The nutation of a planet happens because the tidal forces which cause the precession of the equinoxes vary over time so that the speed of precession is not constant. It was discovered in 1728 by the English astronomer James Bradley, but was not explained until 20 years later.
Because the dynamics of the planets are so well known, nutation can be calculated within seconds of arc over periods of many decades. There is another disturbance of the Earth's rotation called polar motion that can be estimated only a few months ahead, because it is influenced by rapidly and unpredictably varying things such as ocean currents, wind systems, and motions in the Earth's core.
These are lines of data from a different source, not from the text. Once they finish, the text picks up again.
Issue #914, opened 2026-07-22
perf(ode): solve the ODE bolus/infusion steady state exactly, and warn when it can't


TeunP:
## Problem

`#908` made the **analytical** event-driven walk solve the periodic steady state exactly as `u_ss = (I − M)⁻¹·b`. The **ODE** engine's ordinary bolus/infusion steady state still expands a truncated pulse train, and — like the analytical walk before #908 — does so **silently**.

Two gaps remain, both in `equilibrate_ss_state` (`src/ode/predictions.rs`) and its dual twin `equilibrate_ss_state_g` (`src/sens/ode_provider.rs`):

1. **Truncation.** The bolus/infusion branch loops up to `SS_EQUILIBRATION_CYCLES = 50` cycles of `(apply dose; integrate II)`. The residual is `≈ exp(−50·λ_slow·II)` — negligible for typical PK, but tens of percent for a slow disposition, exactly as measured for the analytical walk in #908.

2. **Silence.** `note_ss_nonconvergence_if_capped` is wired only into the ODE **input-rate** (absorption-kernel) branch (`src/ode/predictions.rs`, the `input_rate_consumes_cmt` path). A capped ordinary bolus/infusion equilibration emits no warning. #908 wired this into the analytical fallback; the ODE bolus/infusion path was left out of scope.

## The exact solve already exists and applies

For a **linear** ODE disposition the periodic steady state is the same affine fixed point the input-rate branch and the analytical walk already use: `crate::dosing::periodic_ss_fixed_point_g` (moved there in #908; originally #835). The ordinary bolus case is `advance_forced` = "add the bolus, integrate one `II`" and `advance_unforced` = "integrate one `II` with no dose"; the infusion case wraps the active-window RHS as the existing code already does. The linearity self-check declines a genuinely **nonlinear** RHS (Michaelis–Menten, etc.), which correctly falls back to the capped train — now with the warning attached.

## Suggested scope

- Route `equilibrate_ss_state`'s bolus and infusion branches through `periodic_ss_fixed_point_g` first, with the solver's own `reltol`/`abstol` (not `0` — unlike the analytical walk, the RK45 propagation carries real solver noise, so the existing `256·reltol` linearity tolerance is correct here).
- Mirror it in the dual twin `equilibrate_ss_state_g` so FOCE/FOCEI differentiates the exact steady state, exactly as #908 did for the analytical pair. This is the harder half — it carries the modeled-window / lagtime / rate-off saltation duals.
[...]

Issue #867, opened 2026-07-16
SS-absorption predict/simulate: 50-cycle equilibration under-converges for nonlinear heavy-accumulation models


TeunP:
### Summary

For a **steady-state (`SS=1`) dose into a built-in absorption compartment** with a **nonlinear** disposition (e.g. Michaelis–Menten) that **accumulates heavily** (elimination half-life ≫ dosing interval `II`), `predict()` / `simulate()` return an SS trough materially below the true periodic steady state.

The closed-form fast path (`equilibrate_ss_input_rate_fixed_point`) correctly *declines* a nonlinear disposition, so equilibration falls to the explicit pulse-train iteration (`equilibrate_ss_state`), which is capped at `SS_EQUILIBRATION_CYCLES = 50`. When the per-cycle carryover ratio `J → 1`, 50 cycles is far short of convergence and the returned trough is silently too low.

### This is pre-existing — not a #835 regression

This behaviour predates #835 and is unchanged by it. #835 only made the **linear** closed-form fast path actually fire, which is *exact* for any accumulation (the closed form `u_ss = (I − M)⁻¹·b` sums the infinite periodic history directly). The nonlinear path has always used the capped iteration (introduced with SS-into-absorption, #719 / #834). Filing separately so it isn't lost.

### Evidence

Probe: 1-cpt, `first_order(ka=2)` absorption into MM elimination `d/dt central = R_in − Vmax·central/(Km+central)`, `amt=1000`, `II=8`, default `ode_reltol=1e-4`. Ground truth = a 2500-dose explicit run-in observed at the same interval phase.

| Vmax | Km   | J (est) | equil cycles | predicted trough | true trough | rel. error |
|------|------|---------|--------------|------------------|-------------|-----------|
| 130  | 400  | 0.90    | 50 (capped)  | 3954             | 6351        | 38% low   |
| 130  | 1000 | 0.96    | 50 (capped)  | 7095             | 16515       | 57% low   |
| 130  | 5000 | 0.99    | 50 (capped)  | 16240            | 77575       | 79% low   |

Low-accumulation cases are accurate (e.g. `Vmax=150, Km=100`, J≈0.14 → 0% error), so this only bites slowly-accumulating saturable models.

### Impact

SS-absorption `predict()` / `simulate()` for slowly-accumulating **saturable** drugs (phenytoin-like). The **linear** case is exact; bolus / infusion into a *plain* compartment under SS is unaffected (separate equilibration).

### Fix directions

[...]

Issue #835, opened 2026-07-13
SS-absorption fitting: analytic dual sensitivities for the linear SS fixed-point (FOCEI parity)


TeunP:
Follow-up to #719 gap 1 (#834).

Gap 1 landed SS dosing into a built-in absorption compartment for `predict()`/`simulate()` (fast, NONMEM-anchored) and for `fit()` (converges). The SS trough is a closed-form linear fixed point `u_ss = (I − M)⁻¹·b` (`ode::predictions::equilibrate_ss_input_rate_fixed_point`), so predictions are cheap. But an SS-absorption subject's **sensitivities** are still declined to the finite-difference fallback (`ode_tvcov_supported` / `ode_iov_subject_supported` return `false` for `has_ss && !ode.input_rate.is_empty()`), so fitting a large SS-absorption dataset is slower than an analytic ODE model.

### Scope
Carry the fixed point over `Dual1`/`Dual2` — the implicit-function derivative `du_ss/dp = (I − M)⁻¹·(dM·u_ss + db)` (and its second order for the FOCEI outer Laplace Hessian) — in `sens/ode_provider.rs`, then flip the two SS×input-rate gate declines to admit the smooth density kernels. Validate with the existing dual-vs-FD harness (`check_vs_production` / `check_hessian_vs_fd_of_grad`) and re-fit the #719 NONMEM anchor to full-speed FOCEI. This is the SS analogue of #486 design B (modeled-dose + SS), already flagged there as a follow-up.

### Out of scope
- SS into a `zero_order()` window (periodic-window equilibration, `E_ABSORPTION_SS_ZERO_ORDER`).
- SS + absorption lagtime (`E_ABSORPTION_SS_LAG`).

Issue #375, opened 2026-06-16
fix(pk): event-driven path panics on infusion into an oral depot (cmt 1) instead of a graceful error


TeunP:
## Context

Follow-up from the review of #350 / #351.

PR #350 added support for infusion into the **central** compartment of oral
models on the event-driven analytical path. Infusion into an oral model's
**depot** (`cmt 1`) — and oral **peripheral** infusion — remain unsupported,
and the event-driven path handles "unsupported" by `panic!`-ing rather than
returning an error.

## Problem

`event_driven_predictions()` returns `Vec<f64>` — no error channel — so
`propagate_with_bounds()` `panic!`s when it meets an infusion it can't route.

`src/pk/event_driven.rs`, the infusion-routing match in `propagate_with_bounds`
(~L672):

```rust
_ => panic!(
    "event-driven PK: infusion into compartment {} not supported \
     for model {:?}. ...",
    d.cmt, pk_model
),
```

This is **reachable from user data**: any oral model with a `RATE>0` dose into
`cmt 1` (or an oral peripheral cmt) that *also* has a time-varying covariate, an
EVID=3/4 reset, or IOV is routed to the event-driven path and aborts the
process. A library should surface this as a propagated `Err` the caller (CLI /
ferx-r) can report — not a panic that crashes the R session. (A sibling
out-of-range dose-compartment `panic!` ~L523 shares the same limitation.)

## Note on current behaviour

The two analytical paths disagree on oral-depot infusion: the superposition path
silently bypasses the depot to central, while the event-driven path panics.
Whatever the canonical semantics (graceful error, or NONMEM-style
zero-order-into-depot), both paths should agree.

## Suggested direction

Prefer rejecting (or defining) oral-depot / oral-peripheral infusion **upfront**
at the dose-validation layer — the same place coded/negative `RATE` is already
rejected (#324) — so the prediction hot path stays panic-free and both
analytical paths behave identically. Alternatively, thread a `Result` out of the
prediction API.

## References
- PR #350 / #351 (the central-infusion fix this follows up)
- #350 "Open questions" scoped depot-infusion semantics out deliberately.

PR #915, opened 2026-07-22
fix(pk): solve the analytical steady state exactly instead of truncating it [closes #908]

### LINKED ISSUE #908: perf(pk): solve the analytical steady state exactly instead of a truncated 50-cycle pulse train
## Problem

The analytical event-driven walk equilibrates a steady-state dose by running a **truncated pulse train** — up to `SS_EQUILIBRATION_CYCLES = 50` cycles with an early stop at `SS_EQUILIBRATION_TOL` (`src/dosing.rs`). The residual tail is `≈ exp(−50·λ_slow·II)`, where `λ_slow` is the slowest disposition rate constant.

For fast PK that is far below precision. For slow PK it is not, and the early stop never fires there (it needs the increment to be negligible, which is exactly what a slow mode prevents). Measured relative difference from the exact periodic steady state:

| model | `II` | shift |
|---|---|---|
| `one_cpt_oral`, CL 0.1, V 50 (t½ ≈ 350 h) | 12 | **3.0e-1** |
| `two_cpt_iv`, Q 0.5, V2 500 | 12 | **8.9e-2** |
| `three_cpt_iv`, Q3 0.5, V3 400 | 12 | 7.6e-2 |
| `three_cpt_iv` (the repo's anchor parameters) | 6 | 3.8e-2 |
| `three_cpt_iv` (same) | 12 | 6.0e-3 |

A 30 % difference on a one-compartment model is not an edge case — that is an ordinary long-half-life drug.

Two things make it worse than the numbers suggest:

1. **It is silent.** `equilibrate_ss_state_event_driven` (`src/pk/event_driven.rs`) calls `record_ss_equilibration_cycles` but never `note_ss_nonconvergence_if_capped`, whose only call site is the ODE path (`src/ode/predictions.rs`, added by #867/#874). A capped analytical equilibration produces no warning.
2. **The same dataset can move between representations.** Dose superposition uses the *exact* periodic closed form and is unaffected. A subject is routed to the pulse-train walk by a time-varying covariate, an `EVID=3/4` reset, IOV, or — since #375 — a dose into a non-default compartment. So adding one unrelated dose row can shift an `SS` prediction by several percent.

## The exact solution already exists in this repo

For a **linear** disposition the periodic steady state has a closed form: one cycle is an affine map `u ↦ M·u + b`, so the fixed point is `u_ss = (I − M)⁻¹·b`. The ODE engine already does exactly this (`src/ode/predictions.rs`, via `crate::sens::linsolve::solve_linear_system_g`, added by #834/#835), including a dual version for gradients.

The analytical models' disposition is *always* linear. Porting that solve to `equilibrate_ss_state_event_driven` and its dual twin `equilibrate_ss_g` (`src/sens/propagate.rs`) would make the walk exact, remove the truncation entirely, and make it agree with dose superposition by construction rather than to a tolerance. It would also be **faster** — one small linear solve instead of up to 50 propagator cycles.

## Suggested scope

- Replace the pulse-train loop in `equilibrate_ss_state_event_driven` and `equilibrate_ss_g` with the `(I − M)⁻¹·b` solve, reusing `sens::linsolve` as the ODE path does.
- `M` and `b` come from one cycle of the existing propagators, so no new closed form is needed — this is a re-use, not a derivation.
- Keep the pulse train as a fallback for any non-linear case (there should be none on the analytical models; assert it).
- Oracle: the superposition path's exact SS closed form — e.g. `one_cpt_iv_bolus_ss_g` returns `(amt/V)·e^{−k·t}/(1 − e^{−k·II})` (`src/sens/one_cpt.rs`). Walk and superposition must then agree to f64 precision, not to a truncation tolerance, on every model including the slow cases above. Plus a `Dual2`-vs-FD parity test for the gradient twin, per CLAUDE.md.
- The existing NONMEM `ss_cmt0` / `ss_cmt1` anchors (`nonmem_anchor/dose_cmt_ss_cmt*.ctl`) stay as the cross-tool check.

## Interim

The behaviour is documented in `CHANGELOG.md` under #375 and in `docs/model-file/steady-state.qmd` ("Why `N = 50`?"), with the governing rule and measured examples. Documenting it was the stopgap; this issue is the fix.

Separately and more cheaply: wiring `note_ss_nonconvergence_if_capped` into the analytical walk would at least make the truncation loud while the exact solve is pending.

## References

- Surfaced by the adversarial review of #907 (follow-up to #375 / #896).
- Truncation constants: `SS_EQUILIBRATION_CYCLES`, `SS_EQUILIBRATION_TOL` — `src/dosing.rs`.
- Exact linear SS solve to re-use: `src/ode/predictions.rs` + `src/sens/linsolve.rs` (#834/#835).
- The unwired warning: `note_ss_nonconvergence_if_capped` (#867/#874).

TeunP:
## Why

The analytical event-driven walk equilibrated an `SS=1` dose by iterating a **truncated pulse train** — up to `SS_EQUILIBRATION_CYCLES = 50` cycles of *(apply dose; propagate one `II`)*, with an early stop at `SS_EQUILIBRATION_TOL`. The leftover is `≈ exp(−50·λ_slow·II)`.

For fast PK that is far below precision. For slow PK it is not — and the early stop never fires there, because it needs the per-cycle increment to be negligible, which is exactly what a slow mode prevents. Worse, it was **silent**: `note_ss_nonconvergence_if_capped` had only ever been wired into the ODE path.

Three things made this more than a corner case:

1. Routing to the walk is per *subject*, and is triggered by a time-varying covariate, an `EVID=3/4` reset, IOV, or — since #375 — a dose into a non-default compartment. So adding one unrelated dose row could move an `SS` prediction by tens of percent.
2. Dose superposition, which serves everything else, uses the *exact* periodic closed form. The same dataset in two representations disagreed.
3. The gradient walk truncated in lockstep with the value walk by construction (`ss_dual_cycle_should_stop` exists for exactly that), so FOCE/FOCEI differentiated a truncated steady state.

Filed as #908 out of the adversarial review of #907, which documented the caveat as a stopgap. This is the fix.

## What changed

One dosing cycle of these models is an **affine map** `u ↦ M·u + b`: the analytical disposition is always linear (constant-coefficient), and the dose enters additively. So the periodic steady state has a closed form,

```
u_ss = (I − M)⁻¹·b
```

`M`'s columns (the homogeneous one-cycle response of each unit basis state) and `b` (the forced response from a zero state) both come from one cycle of the **same propagators the walk already runs** — this is a re-use, not a new formula.

**No new solver either.** `equilibrate_ss_input_rate_fixed_point_g` already owned exactly this algebra for the ODE input-rate path (#835). It was moved verbatim to `crate::dosing` as `periodic_ss_fixed_point_g` — `dosing.rs` is the module that exists so `pk/` and `sens/` need not depend upward on `ode/` — and the analytical callers pass `reltol = abstol = 0`, which degenerates its solver-noise-scaled linearity tolerance to the `1e-9·scale` rounding floor that exact propagators want. First commit is pure code motion; 197 SS tests unchanged.

Both walks flip in the **same commit**, deliberately. Converting only the value walk would leave FOCE/FOCEI differentiating a steady state it never predicted — the exact value/gradient mismatch that stalls the outer line search. Over a dual `T` the same solve returns the implicit-function derivative `∂u_ss/∂p = (I − M)⁻¹·(∂b/∂p − ∂M/∂p·u_ss)` straight out of `solve_linear_system_g`, with no hand-assembled `dM`/`db` — a strictly better object than the derivative of a truncated recursion.

The pulse train survives only for a **singular `I − M`** — a zero disposition rate constant, i.e. a compartment that never empties. No periodic steady state exists there, and that path now raises the #867 non-convergence warning instead of returning a silently truncated state.

## Alternatives considered

**Documenting it** — that was #907, and it is what #908 exists to replace.

**Wiring only the warning** into the analytical walk (the issue's "separately and more cheaply" option). It would have made the truncation loud without fixing it, and the exact solve is *faster*, so there was no accuracy/cost trade to make.

**Also converting the ODE bolus/infusion path** in this PR, which would let the caveat be deleted outright rather than narrowed. Measured first: the three tests that compare the analytical walk against its ODE twin have 5.9–7.5 orders of headroom on those fixtures (residual 8.2e-12 and 2.8e-14 against `1e-6` tolerances), so analytical-only does not disturb them. Kept out to hold the blast radius down; the ODE dual twin carries the modeled-window / lag / saltation complexity. Worth its own issue.

## Numerical validation

**Oracle: the dose-superposition SS closed forms** — the exact periodic solution, which #908 names as the oracle. New test `ss_equilibration_matches_the_exact_periodic_closed_form` compares the walk's trough against them on every walk-supported model:

| model | rel. difference |
|---|---|
| 1cpt IV bolus (fast) | **0.0 — bit-identical** |
| 1cpt oral (fast) | **0.0 — bit-identical** |
| 1cpt IV bolus (slow, CL 0.1) | 2.2e-16 |
| 1cpt IV infusion | 1.7e-16 |
| 1cpt oral (slow) | 2.2e-16 |
| 2cpt IV bolus (slow, Q 0.5 V2 500) | 3.2e-16 |
| 2cpt IV infusion | 7.6e-16 |
| 2cpt oral | 2.0e-16 |
| 3cpt IV bolus (slow, cond ≈ 86) | 4.2e-13 |
| 3cpt oral | 2.6e-14 |

Agreement is at f64 precision rather than to a tolerance, so the two representations of one dataset now agree **by construction**.

**Error removed** (measured, walk trough vs the closed form):

| model | `II` | was |
|---|---|---|
| `one_cpt_oral` (CL 0.1, V 50 — t½ ≈ 350 h) | 12 | **3.0e-1** |
| `two_cpt_iv` (Q 0.5, V2 500) — central | 12 | 1.0e-1 |
| `two_cpt_iv` (Q 0.5, V2 500) — peripheral **amount** | 12 | **5.8e-1** |
| `three_cpt_iv` (Q3 0.5, V3 400) — central | 12 | 8.2e-2 |
| `three_cpt_iv` (Q3 0.5, V3 400) — third-cpt **amount** | 12 | **5.2e-1** |
| `three_cpt_iv` (the repo's anchor params) | 24 | 2.3e-3 |

Compartment *amounts* — what `[derived]` and per-compartment sdtab columns report — were hit considerably harder than concentrations. #908's table quotes concentrations only.

**NONMEM 7.6.0, slow regime — the anchor that actually exercises the fix.** The existing `ss_cmt0` / `ss_cmt1` anchors sit at `CL = 5` (`λ·II = 1.2`), where the old truncation left `e^{−60} ≈ 1e-26`; they pass identically before and after and cannot see the bug. New `ss_slow_advan1` / `ss_slow_advan2` (`ADVAN1`/`ADVAN2 TRANS2`, `CL = 0.1`, t½ ≈ 347 h, `SS=1 II=12`) put NONMEM in the affected regime — its `ADVAN` steady state is the exact periodic closed form, `PRED(0) = 84.337333295 = (100/50)/(1 − e^{−0.024})` to every printed digit, where the pre-fix walk read **29.4 % low**. `slow_accumulation_ss_matches_nonmem` pins both the walk and the default dispatch to the IV and oral anchors at `1e-9`. Control streams + datasets + verbatim `results/*.{lst,tab}` are committed; every PRED was **reproduced first-hand via `nmfe76`** on NONMEM 7.6.0 at zero relative deviation. (The old fast anchors still pass too, unchanged.)

**Two `f64`-parity tests passed unchanged** at their existing `1e-12` / `1e-10` tolerances, so no relaxation was needed. Note that the two 3-cpt SS cases in `event_walk_g_3cpt_matches_production_f64` were previously pinning a value **2.3e-3 away from the truth** to 1e-10 precision — both walks truncated identically, so the test was green. They now pin the right number.

## Performance

- [x] Faster — `n + 4` propagator calls plus one `n×n` solve (`n ≤ 4`) replace up to 50 propagations.

The 50-cycle cap was reached **routinely**, not only on pathological inputs — 6 of 10 measured cases, including both ODE-twin fixtures and both 3-cpt parity cases. (Hitting the cap is not the same as being inaccurate: on the fast fixtures the residual there is still ~8e-12.)

Benchmark (same worktree, sequential, test *execution* time only, excludes compilation):

```
197 lib tests matching `ss_`:   54.89 s (before)  →  20.00 s (after)
```

## Tests

**Verified by mutation, not assumed.** Forcing the value walk back to the pulse train (`n_states` → `0` at the call site):

- the `cycles == 1` assertion fires on the *first, fastest* case — so a silent fall back to the train cannot pass unnoticed even where the value would still be right;
- with that assertion disabled, the value check fails on the slow 1-cpt row at **57.54 vs 82.34 — a 30.1 % miss**, reproducing #908's headline figure from the test suite.

Forcing only the **dual** walk back (the dangerous half — this is the gap #907 was written to close) fails three existing tests: `event_walk_g_3cpt_matches_production_f64`, `provider_modeled_duration_ss_iov_kappa_coupled_matches_fd_of_predict_iov`, and `ss_cmt_zero_gradient_equilibrates_like_the_default_compartment`. The value/gradient lockstep is machine-enforced, in both directions.

New coverage:

- `ss_equilibration_matches_the_exact_periodic_closed_form` — the oracle table above, plus `cycles == 1` so the exact path cannot stop being taken silently.
- `ss_equilibration_falls_back_when_no_steady_state_exists` — both routes to a singular `I − M` (`CL = 0`, where `ke = 0` makes the propagator the identity; `Q = 0`, where the eigen solve declines), asserting the capped train runs *and* that the non-convergence warning now fires from the analytical walk. Reachable from a Tier-1 test only because `PkParams` is built directly, bypassing model validation.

Values of nutation are usually divided into components parallel and perpendicular to the ecliptic. The component which works along the ecliptic is known as the nutation in longitude. The component perpendicular to the ecliptic is known as the nutation in obliquity. Celestial coordinate systems are based on an "equator" and "equinox," which means a great circle in the sky that is the projection of the Earth's equator outwards, and a line, the Vernal equinox intersecting that circle, which determines the starting point for measurement of right ascension. These items are affected both by precession of the equinoxes and nutation, and thus depend on the theories applied to precession and nutation, and on the date used as a reference date for the coordinate system. In simpler terms, nutation (and precession) values are important in observation from Earth for calculating the apparent positions of astronomical objects.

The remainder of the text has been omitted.